TASK STATEMENT: Each line below must be printed again exactly.

☆ ☆ ☆ ☆ ☆

PR #348, opened 2023-06-07
Incorporate integration order

### LINKED ISSUE #347: Add integration order to integration script

When providing a merged object to the integration script in #346, no integration order is specified. This will not matter for `harmony`, but it will matter for `fastMNN` as the default is to merge in the input order. We did some testing in `sc-data-integration` regarding integration order, and found that the `auto.merge` option in `fastMNN` worked well and we would like to be able to implement that when we implement integration. 

We will want to be able to use the `auto.merge` option for `fastMNN` integration, but also allow for a user to decide they would like to use the input order for integration. This means adding a new argument to account for integration order specifically for `fastMNN` to the script being added in #346. 
We also need to add the `merge.order` option which will allow for users to specify the merge order if different from the input integration order. 

We need to add an option for using `auto.merge` to the script like the one found in `sc-data-integration`: 
https://github.com/AlexsLemonade/sc-data-integration/blob/3994b1934e255a129d5efcb56fa5fa2130d075dc/scripts/03a-integrate-sce.R#L142-L147

This argument should be added to the script in #346 and then implemented with `auto.merge = opt$fastmnn_auto_merge`. 
We will also need to account for this argument in the snakefile and set the default to use `auto.merge`, with the option of turning it off. 

Alternatively, if users want to use a specified order for their libraries, we should create an additional argument for `merge.order`. This should only be used if `auto.merge` is set to false and will have a vector of library id's in the order of which they should be merged. 

My one concern with allowing for the merge order as input is if we have multiple groups that are being integrated, the merge order will need to be specified for each group. This will only be the case if that option is being used, but we should think about how we would want to implement that (maybe a separate column for the order in the metadata?).

cbethell:
**Issue Addressed**
Closes #347

This PR allows us to use the `auto.merge` option for fastMNN integration, and also allows for users to provide a character vector of library ids to use as the order for integration. 

The following modifications were made to the `perform-integration.R` script:
- The `--fastmnn_auto_merge` argument added (default is currently false, but will be set to true using the `config.yaml` file to set the argument in the snakemake workflow in an upcoming PR)
- The `fastmnn_merge_order` argument added and logic to use this list when provided (only if `--fastmnn_auto_merge` is set to false, otherwise this argument will be NULL) 

The formatting of the `fastmnn_merge_order` at line 108 was implemented because without this, I receive the following error:

```
Error in .create_tree_predefined(batches, restrict, merge.order) : 
  invalid leaf nodes specified in 'merge.order'
```

Otherwise, users would need to use `c("library02", "library01")` when implementing this argument. 
- Does this PR correctly address what's noted on issue #347?

**Checklist**

### DIFF
--- a/optional-integration-analysis/perform-integration.R
+++ b/optional-integration-analysis/perform-integration.R
@@ -28,13 +28,14 @@ option_list <- list(
     action = "store_true",
     default = FALSE,
     help = "Indicates whether or not to use the auto.merge option for `fastMNN` integration;
-    to perform auto.merge, use `--fastmnn_auto_merge`"
+    to perform auto.merge, use `--fastmnn_auto_merge` and this will override any input order"
   ),
   make_option(
     opt_str = c("--fastmnn_merge_order"),
     type = "character",
     default = NULL,
-    help = "Optional vector of library ids in the order of which they should be merged"
+    help = "Optional vector of library ids in the order of which they should be merged;
+    will only be used if --fastmnn_auto_merge is FALSE"
   ),
   make_option(
     opt_str = c("-o", "--output_sce_file"),
@@ -103,11 +104,16 @@ if(!("library_id" %in% colnames(colData(merged_sce)))){
 # Perform integration with specified method
 if ("fastMNN" %in% integration_methods) {
   # Format `fastmnn_merge_order` if provided; can only be used when auto.merge is FALSE
-  if(is.null(opt$fastmnn_auto_merge)) {
+  if(!opt$fastmnn_auto_merge) {
     if(!is.null(opt$fastmnn_merge_order)){
       fastmnn_merge_order <- stringr::str_split(opt$fastmnn_merge_order, ",") %>%
         unlist() %>%
         stringr::str_trim()
+      if(!all(colData(merged_sce)$library_id %in% fastmnn_merge_order)){
+        stop("The provided library ids do not match those in the SCE object. 
+             Please re-run and provide --fastmnn_merge_order with all library ids 
+             found in the `colData` of the SCE object.")
+      }
     }
   } else {
     fastmnn_merge_order <- NULL
--- a/optional-integration-analysis/perform-integration.R
+++ b/optional-integration-analysis/perform-integration.R
@@ -24,6 +24,20 @@ option_list <- list(
     default is 'fastMNN, harmony'"
   ),
   make_option(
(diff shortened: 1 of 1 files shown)


optional-integration-analysis/perform-integration.R
```diff
@@ -23,6 +23,19 @@ option_list <- list(
...
+    action = "store_true",
+    default = FALSE,
+    help = "Indicates whether or not to use the auto.merge option for `fastMNN` integration;
+    to perform auto.merge, use `--fastmnn_auto_merge`"
+  ),
+  make_option(
+    opt_str = c("--fastmnn_merge_order"),
+    type = "character",
+    default = NULL,
+    help = "Optional vector of library ids in the order of which they should be merged"
```
allyhawkins, line 37: I think we should add a note here in the help message about how this will only be used if `fastmnn_auto_merge` is false. And then for the `fastmnn_auto_merge` argument we should note that using this will override any input order.

optional-integration-analysis/perform-integration.R
```diff
@@ -89,9 +102,21 @@ if(!("library_id" %in% colnames(colData(merged_sce)))){
 
 # Perform integration with specified method
 if ("fastMNN" %in% integration_methods) {
+  # Format `fastmnn_merge_order` if provided; can only be used when auto.merge is FALSE
+  if(is.null(opt$fastmnn_auto_merge)) {
```
allyhawkins, line 106:
```suggestion
  if(!opt$fastmnn_auto_merge) {
```
Since the default is set to false, I think you should be able to check for false rather than it being null.

optional-integration-analysis/perform-integration.R
```diff
@@ -89,9 +102,21 @@ if(!("library_id" %in% colnames(colData(merged_sce)))){
...
+    if(!is.null(opt$fastmnn_merge_order)){
+      fastmnn_merge_order <- stringr::str_split(opt$fastmnn_merge_order, ",") %>%
+        unlist() %>%
+        stringr::str_trim()
```
allyhawkins, line 110: Let's add a check after this to make sure that the input ID's provided here are found in the merged SCE object. They also should probably encompass all of the libraries present in the merged object otherwise I would assume `fastMNN` would fail.

allyhawkins (commented):
This mostly looks good and is the right idea. I think we are just missing a check.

☆ ☆ ☆ ☆ ☆

FINISHED TASK:
PR #348, opened 2023-06-07
Incorporate integration order

### LINKED ISSUE #347: Add integration order to integration script

When providing a merged object to the integration script in #346, no integration order is specified. This will not matter for `harmony`, but it will matter for `fastMNN` as the default is to merge in the input order. We did some testing in `sc-data-integration` regarding integration order, and found that the `auto.merge` option in `fastMNN` worked well and we would like to be able to implement that when we implement integration. 

We will want to be able to use the `auto.merge` option for `fastMNN` integration, but also allow for a user to decide they would like to use the input order for integration. This means adding a new argument to account for integration order specifically for `fastMNN` to the script being added in #346. 
We also need to add the `merge.order` option which will allow for users to specify the merge order if different from the input integration order. 

We need to add an option for using `auto.merge` to the script like the one found in `sc-data-integration`: 
https://github.com/AlexsLemonade/sc-data-integration/blob/3994b1934e255a129d5efcb56fa5fa2130d075dc/scripts/03a-integrate-sce.R#L142-L147

This argument should be added to the script in #346 and then implemented with `auto.merge = opt$fastmnn_auto_merge`. 
We will also need to account for this argument in the snakefile and set the default to use `auto.merge`, with the option of turning it off. 

Alternatively, if users want to use a specified order for their libraries, we should create an additional argument for `merge.order`. This should only be used if `auto.merge` is set to false and will have a vector of library id's in the order of which they should be merged. 

My one concern with allowing for the merge order as input is if we have multiple groups that are being integrated, the merge order will need to be specified for each group. This will only be the case if that option is being used, but we should think about how we would want to implement that (maybe a separate column for the order in the metadata?).

cbethell:
**Issue Addressed**
Closes #347

This PR allows us to use the `auto.merge` option for fastMNN integration, and also allows for users to provide a character vector of library ids to use as the order for integration. 

The following modifications were made to the `perform-integration.R` script:
- The `--fastmnn_auto_merge` argument added (default is currently false, but will be set to true using the `config.yaml` file to set the argument in the snakemake workflow in an upcoming PR)
- The `fastmnn_merge_order` argument added and logic to use this list when provided (only if `--fastmnn_auto_merge` is set to false, otherwise this argument will be NULL) 

The formatting of the `fastmnn_merge_order` at line 108 was implemented because without this, I receive the following error:

```
Error in .create_tree_predefined(batches, restrict, merge.order) : 
  invalid leaf nodes specified in 'merge.order'
```

Otherwise, users would need to use `c("library02", "library01")` when implementing this argument. 
- Does this PR correctly address what's noted on issue #347?

**Checklist**

### DIFF
--- a/optional-integration-analysis/perform-integration.R
+++ b/optional-integration-analysis/perform-integration.R
@@ -28,13 +28,14 @@ option_list <- list(
     action = "store_true",
     default = FALSE,
     help = "Indicates whether or not to use the auto.merge option for `fastMNN` integration;
-    to perform auto.merge, use `--fastmnn_auto_merge`"
+    to perform auto.merge, use `--fastmnn_auto_merge` and this will override any input order"
   ),
   make_option(
     opt_str = c("--fastmnn_merge_order"),
     type = "character",
     default = NULL,
-    help = "Optional vector of library ids in the order of which they should be merged"
+    help = "Optional vector of library ids in the order of which they should be merged;
+    will only be used if --fastmnn_auto_merge is FALSE"
   ),
   make_option(
     opt_str = c("-o", "--output_sce_file"),
@@ -103,11 +104,16 @@ if(!("library_id" %in% colnames(colData(merged_sce)))){
 # Perform integration with specified method
 if ("fastMNN" %in% integration_methods) {
   # Format `fastmnn_merge_order` if provided; can only be used when auto.merge is FALSE
-  if(is.null(opt$fastmnn_auto_merge)) {
+  if(!opt$fastmnn_auto_merge) {
     if(!is.null(opt$fastmnn_merge_order)){
       fastmnn_merge_order <- stringr::str_split(opt$fastmnn_merge_order, ",") %>%
         unlist() %>%
         stringr::str_trim()
+      if(!all(colData(merged_sce)$library_id %in% fastmnn_merge_order)){
+        stop("The provided library ids do not match those in the SCE object. 
+             Please re-run and provide --fastmnn_merge_order with all library ids 
+             found in the `colData` of the SCE object.")
+      }
     }
   } else {
     fastmnn_merge_order <- NULL
--- a/optional-integration-analysis/perform-integration.R
+++ b/optional-integration-analysis/perform-integration.R
@@ -24,6 +24,20 @@ option_list <- list(
     default is 'fastMNN, harmony'"
   ),
   make_option(
(diff shortened: 1 of 1 files shown)


optional-integration-analysis/perform-integration.R
```diff
@@ -23,6 +23,19 @@ option_list <- list(
...
+    action = "store_true",
+    default = FALSE,
+    help = "Indicates whether or not to use the auto.merge option for `fastMNN` integration;
+    to perform auto.merge, use `--fastmnn_auto_merge`"
+  ),
+  make_option(
+    opt_str = c("--fastmnn_merge_order"),
+    type = "character",
+    default = NULL,
+    help = "Optional vector of library ids in the order of which they should be merged"
```
allyhawkins, line 37: I think we should add a note here in the help message about how this will only be used if `fastmnn_auto_merge` is false. And then for the `fastmnn_auto_merge` argument we should note that using this will override any input order.

optional-integration-analysis/perform-integration.R
```diff
@@ -89,9 +102,21 @@ if(!("library_id" %in% colnames(colData(merged_sce)))){
 
 # Perform integration with specified method
 if ("fastMNN" %in% integration_methods) {
+  # Format `fastmnn_merge_order` if provided; can only be used when auto.merge is FALSE
+  if(is.null(opt$fastmnn_auto_merge)) {
```
allyhawkins, line 106:
```suggestion
  if(!opt$fastmnn_auto_merge) {
```
Since the default is set to false, I think you should be able to check for false rather than it being null.

optional-integration-analysis/perform-integration.R
```diff
@@ -89,9 +102,21 @@ if(!("library_id" %in% colnames(colData(merged_sce)))){
...
+    if(!is.null(opt$fastmnn_merge_order)){
+      fastmnn_merge_order <- stringr::str_split(opt$fastmnn_merge_order, ",") %>%
+        unlist() %>%
+        stringr::str_trim()
```
allyhawkins, line 110: Let's add a check after this to make sure that the input ID's provided here are found in the merged SCE object. They also should probably encompass all of the libraries present in the merged object otherwise I would assume `fastMNN` would fail.

allyhawkins (commented):
This mostly looks good and is the right idea. I think we are just missing a check.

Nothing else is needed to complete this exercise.